Input data section start
PR #630, opened 2023-10-11
Set RemotePostCategory.parent to zero when the JSON property is nil

### LINKED ISSUE #21138: Core Data error: Non-optional properties with a nil value on Category
Sentry Issue: [JETPACK-IOS-P3](https://a8c.sentry.io/issues/3948401126/?referrer=github_integration)

```
Unresolved Core Data save error (Derived Context): Multiple errors:
  1: Non-optional property with a nil value on Category.categoryID
  2: Non-optional property with a nil value on Category.categoryName
  File "ContextManager+ErrorHandling.swift", line 92, in ContextManager.handleSaveError
  File "ContextManager+ErrorHandling.swift", line 75, in ContextManager.internalSave
  File "ContextManager.swift", line 228, in ContextManager.save
  File "ContextManager.swift", line 251, in ContextManager.save
  File "ContextManager.swift", line 122, in ContextManager.performAndSave
...
(12 additional frame(s) were not displayed)
```

The issue occurred 67 times over the past 30 days. First detected on version 21.7.

crazytonyli:
### Description

Fixes https://github.com/wordpress-mobile/WordPress-iOS/issues/21138.

The above issue is a site related issue and doesn't affect many users. The `parent` JSON property should be `0` if the category is at top level, and non-zero if it's at child level. But `parent` should never be nil. 

However, in very rare cases, it appears WordPress REST API does return `nil` which causes the app attempts to store an invalid nil value. I tried to look into the backend code and WordPress site settings to see if I can reproduce this behaviour. But I couldn't figure out how.

This PR assigns a default value `0` to the `RemotePostCategory.parent` property, essentially treating a `"parent": null` response same as `"parent": 0` (a.k.a a top level category).

### Testing Details

I have added an unit test to verify the new behaviour.

---

### DIFF
--- a/CHANGELOG.md
+++ b/CHANGELOG.md
@@ -38,7 +38,7 @@ _None._
 
 ### New Features
 
-_None._
+- `RemotePostCategory.parent` is set to zero when API returns `"parent": null` [#630]
 
 ### Bug Fixes
 
--- a/WordPressKit/TaxonomyServiceRemoteREST.m
+++ b/WordPressKit/TaxonomyServiceRemoteREST.m
@@ -293,7 +293,7 @@ static NSUInteger const TaxonomyRESTNumberMaxValue = 1000;
     RemotePostCategory *category = [RemotePostCategory new];
     category.categoryID = [jsonCategory numberForKey:TaxonomyRESTIDParameter];
     category.name = [jsonCategory stringForKey:TaxonomyRESTNameParameter];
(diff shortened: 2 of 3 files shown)


mokagio (approved):
Thank you for digging into this and for adding a test to verify the fix!

---

> However, in very rare cases, it appears WordPress REST API does return nil which causes the app attempts to store an invalid nil value. I tried to look into the backend code and WordPress site settings to see if I can reproduce this behaviour. But I couldn't figure out how.

cc @hannahtinkler

PR #629, opened 2023-10-08
Add Webauthn endpoints

Ecarrion:
Part of https://github.com/woocommerce/woocommerce-ios/issues/10854
Part of https://github.com/woocommerce/woocommerce-ios/issues/10855

# Why

This PR adds the necessary endpoints for the security key authentication.

These will be used on `WordpressAuthenticator-IOS` and later on the Woo / Jetpack and / WP apps.

# How

- Update the `oauth/token` endpoint to store the `webauthn` nonce.
- Add the `webauthn-challenge-endpoint` endpoint to request a challenge.
- Add the `webauthn-authentication-endpoint` endpoint to verify a signed challenge

This is all coded to the spec defined pe5pgL-3Nh-p2

# Demo

https://github.com/wordpress-mobile/WordPressKit-iOS/assets/562080/2f69ea2f-b680-4d0a-8840-3a76540f935d

# Testing

You can believe the video 😅 or you can test this [experimental branch](https://github.com/woocommerce/woocommerce-ios/pull/10904)

## Notes

- Compiling the experimental branch may be a bit buggy, Cocoapods doesn't work that well with unreleased versions of a pod.
- You need to have a WordPress.com account with a non-A8C email to test social logins
- Magic links do not work. pe5pgL-3QM-p2

## Steps

- Launch the woo app from the [experimental branch](https://github.com/woocommerce/woocommerce-ios/pull/10904)
- Continue with user name/password OR continue with Google or Apple with a non-A8C email.
- See that the two-factor screen presents a "Use a security key" CTA
- Select that option and select your passkey stored in the iOS keychain.
- See that you are correctly authenticated.

---

- [x] Please check here if your pull request includes additional test coverage.
- [x] I have considered updating the `version` in the `.podspec` file.
- [x] I have considered if this change warrants release notes and have added them to the appropriate section in the `CHANGELOG.md` if necessary.

PR #632, opened 2023-10-16
Make `authenticateWithUsername` `needsMultifactor` parameter backward compatible

mokagio:
### Description
The parameter being optional and nil by default ensure compatibility with the previous signature which didn't have the parameter at all.

This addresses 0ea80b07c2827ca897718cfe458890bec7328a52 inadvertently breaking compatibility.

See this CI build for a verification of the broken compatibility:
https://buildkite.com/automattic/woocommerce-ios/builds/16542#018b2c09-3960-48f0-93fb-b430349c1dd2/759-2868

Additionally, the method will run the `failure` closure with a custom error if the API response prompted an MFA check but no closure was given. I considered forcing a crash to signify a developer error but decided to "throw" an error instead in the spirit of not breaking compatibility. 

I considered updating the library to reflect the breaking change instead, but the original PR, #629, was explicitly trying to maintain backwards compatibility, something worth respecting.

One final note. I renamed the test file to match the SUT name, but because I also added tests, it looks like a file removal and addition in the diff. For ease of review, the relevant commits are:

- ddfa93f8ee1a29f17d1e8e5921f0ec880cd1bab7
- 4365315e473887e665fe19ef96e25f44fe6cdb60

I copy pasted tests to handle the the no `needsMultifactor` parameter code path. I could have spent more time on this and DRY things, but this is already holding up the code freeze. 

### Testing Details

See updated unit tests.

---

- [x] I have considered updating the `version` in the `.podspec` file. – _I'll do that in a dedicated PR after merging._


WordPressKit.xcodeproj/project.pbxproj
```diff
@@ -1749,27 +1749,10 @@
...
-				93AB06031EE8838400EF8764 /* RemoteTestCase.swift */,
-				74A923B11F2BE2DF00EC8F92 /* RESTTestable.swift */,
-				3F3C9E9B289A3E31009A1357 /* TestCollector+Constants.swift */,
-				FFE247A620C891D1002DF3A2 /* WordPressComOAuthTests.swift */,
-				74B335D91F06F3D60053A184 /* WordPressComRestApiTests.swift */,
-				8B9F0CAD2762414F00DBE144 /* WordPressComRestApiTests+AsyncAwait.swift */,
-				73B3DAD521FBB20D00B2CF18 /* WordPressComRestApiTests+Locale.swift */,
-				FFA4D4A82423B10A00BF5180 /* WordPressOrgRestApiTests.swift */,
-				74B335DB1F06F4180053A184 /* WordPressOrgXMLRPCApiTests.swift */,
-				740B23D51F17F7C100067A2A /* XMLRPCTestable.swift */,
```
mokagio, line 1769: Used this as a chance to sort the group alphabetically

WordPressKitTests/WordPressComOAuthClientTests.swift
```diff
@@ -26,6 +26,31 @@ class WordPressComOAuthClientTests: XCTestCase {
...
+            return fixture(filePath: stubPath!, headers: ["Content-Type" as NSObject: "application/json" as AnyObject])
+        }
+
+        let expect = expectation(description: "One callback should be invoked")
+        let client = WordPressComOAuthClient(clientID: "Fake", secret: "Fake")
+        client.authenticateWithUsername(
+            "fakeUser",
+            password: "fakePass",
+            multifactorCode: nil,
+            success: { (token) in
```
mokagio, line 41: Notice there is no `needsMultifactor` parameter here. This replicates the syntax as it was previously while also exercises the code behavior with the default parameter.

WordPressKit.xcodeproj/project.pbxproj
AliSoftware: 💡  We should probably use https://github.com/venmo/synx at some point on our projects to resynchronize the Finder with the structure of the pbxproj, and let it organize groups and files alphabetically automatically.

WordPressKit/WordPressComOAuthClient.swift
```diff
@@ -10,6 +10,11 @@ import Alamofire
     case socialLoginExistingUserUnconnected
     case invalidTwoStepCode
     case unknownUser
+    /// The API response requires handling MFA, but the caller didn't specify a handler.
+    ///
+    /// Use to ensure backwards compatibility in `authenticateWithUsername(...)` calls after support for the MFA closure
+    /// was introduced.
+    case noMultifactorHandlerGiven
```
AliSoftware, line 17: 🚨  Strictly speaking, adding a `case` to an `enum` could be **considered a breaking change** though, because if the client code already has a `switch` on that error value, the switch which was exhaustive before will become non-exhaustive (except if it has an `@unknown default` case)

WordPressKit/WordPressComOAuthClient.swift
```diff
@@ -126,7 +131,7 @@ public final class WordPressComOAuthClient: NSObject {
     @objc public func authenticateWithUsername(_ username: String,
                                                password: String,
                                                multifactorCode: String?,
-                                               needsMultifactor: @escaping (_ userID: Int, _ nonceInfo: SocialLogin2FANonceInfo) -> Void,
+                                               needsMultifactor: ((_ userID: Int, _ nonceInfo: SocialLogin2FANonceInfo) -> Void)? = .none,
```
AliSoftware, line 134: ❓  Why not providing a noop closure instead?
```suggestion
                                               needsMultifactor: @escaping (_ userID: Int, _ nonceInfo: SocialLogin2FANonceInfo) -> Void = { _ in },
```

Or was this explicitly because you wanted to handle the case of calling `failure` with an error if no closure was provided explicitly?

AliSoftware (approved):
Approving to unblock the code freeze, but note that adding a `case` to an `enum` is also a breaking change, so I'm not sure this will really solve the core of your problem?

WordPressKit/WordPressComOAuthClient.swift
mokagio: Thanks for catching this @AliSoftware... How embarrassing: Tries to fix a breaking change, introduces a breaking change. I have a feeling there's a meme for that.

It turns out that I was too optimistic in my approach anyway. The fix addresses the API compatibility in Swift, but not Objective-C, and that's where the issue actually is. It was written in plain sight [in the CI error](https://buildkite.com/automattic/woocommerce-ios/builds/16542#018b2c09-3960-48f0-93fb-b430349c1dd2/759-2868), if only I had looked properly:

image

It's already late in my day... I'm going to start the code freeze without updating WordPressKit and continue to work on this tomorrow 😞

WordPressKit/WordPressComOAuthClient.swift
mokagio: > Or was this explicitly because you wanted to handle the case of calling failure with an error if no closure was provided explicitly?

That was the intention. In order to communicate to out-of-date clients that they should do _something_, but without a breaking change or crashing at runtime.

PR #912, opened 2023-03-29
`postcss-media-minmax`

romainmenke:


plugins/postcss-media-minmax/test/browser/basic.html
```diff
@@ -0,0 +1,1216 @@
...
+						assert_equals(
+							window.getComputedStyle(target).color,
+							'rgb(0, 128, 0)',
+							testCase['title'] + ", target '" + target.classList[0] + "'"
+						);
+					}
+
+					styleElement.remove();
+				}
+			}
```
romainmenke, line 1209: Because we are behind browsers we can easily compare native and polyfill behavior. We might have false positives (test passes but there is also a bug) but if tests fail in the fallback and pass in native we are absolutely certain that there is a real bug.

Antonio-Laguna (approved):
This LGTM!

Thanks for doing this!

PR #915, opened 2023-03-30
add `@csstools/postcss-media-minmax` to `postcss-preset-env`

romainmenke:
Ideally we roll this out together with the latest cssdb release so that users have both the updated plugin and updated support stats.


plugin-packs/postcss-preset-env/test/basic.autoprefixer.false.expect.css
```diff
@@ -68,7 +68,7 @@
 	}
 }
 
-@media (min-width: 480px) and (max-width: 767px) {
+@media (min-width: 480px) and (max-width: 767.98px) {
```
romainmenke, line 71: see : https://github.com/postcss/postcss-media-minmax/issues/19

PR #918, opened 2023-04-03
postcss-gradients-interpolation-method : fix same color interpolation

romainmenke:


plugins/postcss-gradients-interpolation-method/src/color-stop-list.ts
```diff
@@ -27,8 +27,11 @@ export function interpolateColorsInColorStopsList(colorStops: Array<ColorStop>,
 		interpolatedColorStops.push(colorStop);
 
 		if (
-			serializeP3(colorStop.colorData, false).toString() !== serializeP3(nextColorStop.colorData, false).toString() &&
-			colorStop.position.toString() !== nextColorStop.position.toString()
+			hueInterpolationMethod ||
+			(
+				serializeP3(colorStop.colorData, false).toString() !== serializeP3(nextColorStop.colorData, false).toString() &&
+				colorStop.position.toString() !== nextColorStop.position.toString()
+			)
```
romainmenke, line 34: With the same color as start and end there isn't any effect when using `shorter hue`, or when interpolating between rectangular color spaces.
So I optimized this, but did so too aggressively.

For `longer hue` there is an actual gradient.
Rendering a color wheel is trivial with two color stops with the same color and using `longer hue`.

Antonio-Laguna (approved):
LGTM!

PR #919, opened 2023-04-03
improve detection of calc expressions

romainmenke:
Most of the plugins and packages only look for `calc`, but they should look for any of the math functions that are allows as top level values.


packages/media-query-list-parser/src/util/component-value-is.ts
```diff
@@ -1,17 +1,42 @@
...
+	'min',
+	'mod',
+	'pow',
+	'rem',
+	'round',
+	'sign',
+	'sin',
+	'sqrt',
+	'tan',
+]);
```
romainmenke, line 38: This package doesn't depend on `css-calc` and I don't want to add it just for this list.

plugins/postcss-media-minmax/test/calc.css
```diff
@@ -109,3 +109,41 @@
 @media (calc(10px / 3) > width >= calc(100px / 3)) {}
 
 @media (calc(10px / 3) >= width >= calc(100px / 3)) {}
+
+/* color */
+/* px */
+@media (color < sin(90deg)) {}
```
romainmenke, line 115: `sin(90deg)` == `1`

_In the results only some outputs have `sin(90deg)` and others have a numeric value. Only when there is a need to solve the math expression will it do so, if the value can be used as is it will just preserve it._

Antonio-Laguna (approved):
LGTM! Didn't know this was even possible!

PR #921, opened 2023-04-05
add detection for `env()` functions

romainmenke:
Stuff like this should be supported in browsers : `@media (height > env(safe-area-inset-top)) {}`

But I don't know how to test this in a browser to verify.
Anyone knows what the magic incantation is to get `env(safe-area-inset-top)` be not `0`?

https://w3c.github.io/csswg-drafts/css-env/#env-function:~:text=Because%20environment%20variables%20don%E2%80%99t%20depend%20on%20the%20value%20of%20anything%20drawn%20from%20a%20particular%20element%2C%20they%20can%20be%20used%20in%20places%20where%20there%20is%20no%20obvious%20element%20to%20draw%20from%2C%20such%20as%20in%20%40media%20rules%2C%20where%20the%20var()%20function%20would%20not%20be%20valid.


plugins/postcss-media-minmax/test/env.expect.css
```diff
@@ -0,0 +1,7 @@
+@media (min-height: calc((safe-area-inset-top) + 0.02px)) {}
```
Antonio-Laguna, line 1: Just curious here, why is it 0.02 and not 0.01 ? Is that the limit?

Antonio-Laguna (approved):
LGTM! Nice one!

plugins/postcss-media-minmax/test/env.expect.css
romainmenke: `0.02` is the smallest fraction that works well for some older Safari versions.
This is something that was tested by bootstrap and reported to `postcss-media-minmax`.

Anything smaller than `0.02` is rounded away.
So `900.01 === 900` but `900.02 !== 900`

romainmenke: https://github.com/postcss/postcss-media-minmax/pull/28#issue-800876301

Antonio-Laguna: Thanks a lot!!

Issue #922, opened 2023-04-06
[postcss-is-pseudo-class] Cannot expand simple statements with complex selectors


WRtux:
### Bug description

I already know that complex selectors can cause problems, but I think the statement below is quite straightforward and can be expanded safely (currently, the complex selector is preserved). Is it possible to implement this feature, or is there an option to force to expand complex selectors?

### Source CSS

```CSS
:is(.frame, .frame> .wrapper)> .target {
  background-color: #ffc;
}
```

### Expected CSS

```CSS
.frame:not(.does-not-exist)> .target, .frame> .wrapper> .target {
  background-color: #ffc;
}
```

### Actual CSS

```CSS
:is(.frame> .wrapper)> .target {
  background-color: #ffc;
}
.frame:not(.does-not-exist)> .target {
  background-color: #ffc;
}
```

### Does it happen with `npx @csstools/csstools-cli <plugin-name> minimal-example.css`?

N/A

### Debug output

```
postcss-is-pseudo-class: ***.css:1:1: Complex selectors in ':is(.frame, .frame> .wrapper)> .dialog' can not be transformed to an equivalent selector without ':is()'.
postcss-is-pseudo-class: ***.css:1:1: Complex selectors in ':is(.frame> .wrapper)> .dialog' can not be transformed to an equivalent selector without ':is()'.
```

### Extra config

None. Default config.

### What plugin are you experiencing this issue on?

PostCSS Is Pseudo Class

### Plugin version

2.0.7

### Node Version

16.17.1

### Validations

- [X] Follow our [Code of Conduct](https://github.com/csstools/postcss-plugins/blob/master/CODE_OF_CONDUCT.md)
- [X] Check that there isn't already an issue that request the same feature to avoid creating a duplicate.

### Would you like to open a PR for this bug?

- [ ] I'm willing to open a PR

romainmenke:
Thank you for requesting this @WRtux 🎉 

A lot of patterns can be supported relatively easy, but we don't know which patterns are common, adding support for all of them proactively would be too much work :) So it's really helpful to get this feedback.

We've prepared a change that should resolve this : https://github.com/csstools/postcss-plugins/pull/923

romainmenke:
@WRtux We have released this update.
Please let us know if something isn't working as expected 🙇

PR #923, opened 2023-04-06
is-pseudo : handle more complex selector patterns

romainmenke:
fixes : https://github.com/csstools/postcss-plugins/issues/922


plugins/postcss-is-pseudo-class/src/split-selectors/complex/child-adjacent-child.ts
```diff
@@ -1,6 +1,13 @@
 // :-csstools-matches(.a > .b) + :-csstools-matches(.c > .d)
 // equivalent to
 // .a.c > .b + .d
+//
+// and
+//
+// :-csstools-matches(.a > .b) ~ :-csstools-matches(.c > .d)
+// equivalent to
+// .a.c ~ .b + .d
+//
```
romainmenke, line 10: These are actually the same, trivial to support both.

plugins/postcss-is-pseudo-class/src/split-selectors/compound-selector-order.ts
```diff
@@ -61,8 +61,27 @@ export function sortCompoundSelectorsInsideComplexSelector(node) {
...
+							sortedCompoundSelectors[i],
+						],
+					}),
+				],
+			});
+
+			node.prepend(wrapped);
+		} else {
+			node.prepend(sortedCompoundSelectors[i]);
+		}
```
romainmenke, line 84: Sorting will group tag selectors `a` and `b` into `ab` which serializes as a single tag `ab`.

This bit is a "post fix" to wrap it back with `:is()` into `a:is(b)`

plugins/postcss-is-pseudo-class/src/split-selectors/compound-selector-order.ts
```diff
@@ -1,7 +1,7 @@
 import parser from 'postcss-selector-parser';
 
 export function sortCompoundSelectorsInsideComplexSelector(node) {
-	if (!node || !node.nodes) {
+	if (!node || !node.nodes || node.nodes.length === 1) {
```
romainmenke, line 4: `:is(a)` cause issues and doesn't require sorting anyway.
Better to short circuit.

plugins/postcss-is-pseudo-class/test/compound-after-complex-is.css
```diff
@@ -0,0 +1,76 @@
...
+c:is(a b) d {
+	order: 5.1;
+}
+
+/* https: //github.com/csstools/postcss-plugins/issues/922 */
+:is(.frame, .frame > .wrapper) > .target {
+  background-color: #ffc;
+}
+
+:is(:-csstools-matches(.a, .b)) > .c {
```
romainmenke, line 74: I want to be sure that code looking for `:-csstools-matches` can also handle selector lists.

Internally we never produce `:-csstools-matches` with lists, but want to cover it anyway.

(We produce `:-csstools-matches` as an intermediate step with partially transpiled selectors to prevent infinite loops.)

Antonio-Laguna (approved):
LGTM! Thanks al lot for the comments on specific areas of interest! Love it

Issue #930, opened 2023-04-07
using color-mix causes "TypeError: t.replaceComponentValues is not a function"


fallenturtle:
I'm running postcss 8.4.21 through yarn v3 and using postcss-preset-env 8.3.0. When I try to use:
background-color: color-mix(in lch, purple 50%, plum 50%);

and run yarn i see this error in the output and the target file is not compiled:
TypeError: t.replaceComponentValues is not a function

romainmenke:
Can you try updating transient dependencies?
It seems like yarn isn't updating dependencies of dependencies correctly in your case.

romainmenke:
We will rollout a patch with updated dependency versions listed in package.json.
But in the meantime you can work around this by updating transitive dependencies manually.

romainmenke:
@fallenturtle This issue should be resolved now.
Can you try updating to the latest version of the postcss plugins you are using?

fallenturtle:
It's working now. Thanks!

romainmenke:
Thank you for reporting this!

PR #931, opened 2023-04-07
list latest version of all dependencies in all `package.json` files

romainmenke:
fixes : https://github.com/csstools/postcss-plugins/issues/930


Antonio-Laguna (approved):
Thanks for handling this. Should we add some way to the release plan to deal with this?

romainmenke:
https://github.com/csstools/postcss-plugins/blob/main/.github/bin/release-plan/release-plan.mjs#L114-L115

I think this is incorrect and causing the issues.
Currently we only increment the versions if the dependent also needs a release.
But it should always do that.

romainmenke:
Hehe, too many conflicts now 😄 

I am going to close this one and automate it after : https://github.com/csstools/postcss-plugins/pull/938

Issue #914, opened 2023-03-30
Plugin links to external polyfill packages


dpschen:
Kind of a follow up of https://github.com/csstools/postcss-plugins/issues/860

If I'm not mistaken I found out another issue that made it harder for me to use the `focus-within-pseudo-class` polyfill properly:

### Actual Description in READMEs

In the [postcss-preset-env packages README.md](https://github.com/csstools/postcss-plugins/blob/main/plugin-packs/postcss-preset-env/README.md) under

*Plugins list* > *Plugins that need client library* > `focus-within-pseudo-class`

- **Library** links to [`https://github.com/jsxtools/focus-within`](https://github.com/jsxtools/focus-within) and
- **Polyfill** links to [`https://github.com/jsxtools/focus-within/blob/master/README-BROWSER.md`](https://github.com/jsxtools/focus-within/blob/master/README-BROWSER.md). 

### Expected description in READMEs

**A)** I think those links should probably be replaced with a reference to
	
[`https://github.com/csstools/postcss-plugins/tree/main/plugins/postcss-focus-within#browser`](https://github.com/csstools/postcss-plugins/tree/main/plugins/postcss-focus-within#browser)

Since [`postcss-focus-within/src/browser.js`](https://github.com/csstools/postcss-plugins/tree/main/plugins/postcss-focus-within/src/browser.js) contains already a polyfill, correct?

**OR** *if I understood this wrong*

**B)** The links from **Library** and **Polyfill** should be referenced at the top of the [README of postcss-focus-within](https://github.com/csstools/postcss-plugins/blob/main/plugins/postcss-focus-within/README.md) in a similar way that [the README of postcss-focus-visible](https://github.com/csstools/postcss-plugins/blob/main/plugins/postcss-focus-visible/README.md) mentions its polyfill:

> PostCSS Focus Visible lets you use the :focus-visible pseudo-class in CSS, following the Selectors Level 4 specification.
> 
> **It is the companion to the [focus-visible polyfill](https://github.com/WICG/focus-visible).** Note that this plugin alone is not sufficient to polyfill for :focus-visible and that you need the browser's polyfill as well.

### Actual Description in READMEs

In the quote the last paragraph `browsers's polyfill` confused me as well. Does this refer to:

- some kind of browser part of the csstool/postcss-plugin that I always need in order to get the postcss plugin running

**OR**

[...]

PR #943, opened 2023-04-10
clarify browser polyfills

romainmenke:
fixes : https://github.com/csstools/postcss-plugins/issues/914

I am hoping that by listing and mentioning the two required steps right at the top, that it will be clearer for users.


Antonio-Laguna (approved):
LGTM

PR #947, opened 2023-04-13
logical properties : automatic test

romainmenke:
`@webref/css` now adds a marker to properties that are part of a "logical property group".
This makes it possible to generate a list of related properties of which some are logical properties. (`height` and `block-size` are part of the same group)

This gives us a good signal if new logical properties are added to CSS specs and gives us extra coverage for all logical related plugins.

### DIFF
--- a/plugin-packs/postcss-preset-env/package.json
+++ b/plugin-packs/postcss-preset-env/package.json
@@ -110,11 +110,12 @@
 	},
 	"devDependencies": {
 		"@csstools/postcss-tape": "*",
+		"@webref/css": "^6.5.1",
 		"postcss-simple-vars": "^7.0.1"
 	},
 	"scripts": {
 		"prebuild": "node ./scripts/generate-plugins-data.mjs && eslint --fix ./src/plugins/*.mjs",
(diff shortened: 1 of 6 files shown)


plugin-packs/postcss-preset-env/package.json
```diff
@@ -110,11 +110,12 @@
 	},
 	"devDependencies": {
 		"@csstools/postcss-tape": "*",
+		"@webref/css": "^6.5.1",
 		"postcss-simple-vars": "^7.0.1"
 	},
 	"scripts": {
 		"prebuild": "node ./scripts/generate-plugins-data.mjs && eslint --fix ./src/plugins/*.mjs",
-		"build": "rollup -c ../../rollup/default.mjs",
+		"build": "rollup -c ../../rollup/default.mjs && node ./scripts/update-logical-properties-test.mjs",
```
romainmenke, line 118: Technically related to tests but I don't like it that test tasks modify files. This complicated CI.

Antonio-Laguna (approved):
Super nice! LGTM!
Input data section end
[Instructions to follow]:
Reproduce exactly the lines of the records above from the one with "Can you try updating transient dependencies?" to the one with "Thank you for reporting this!", both included, and leave out everything else.

[Result of the exercise]:
Can you try updating transient dependencies?
It seems like yarn isn't updating dependencies of dependencies correctly in your case.

romainmenke:
We will rollout a patch with updated dependency versions listed in package.json.
But in the meantime you can work around this by updating transitive dependencies manually.

romainmenke:
@fallenturtle This issue should be resolved now.
Can you try updating to the latest version of the postcss plugins you are using?

fallenturtle:
It's working now. Thanks!

romainmenke:
Thank you for reporting this!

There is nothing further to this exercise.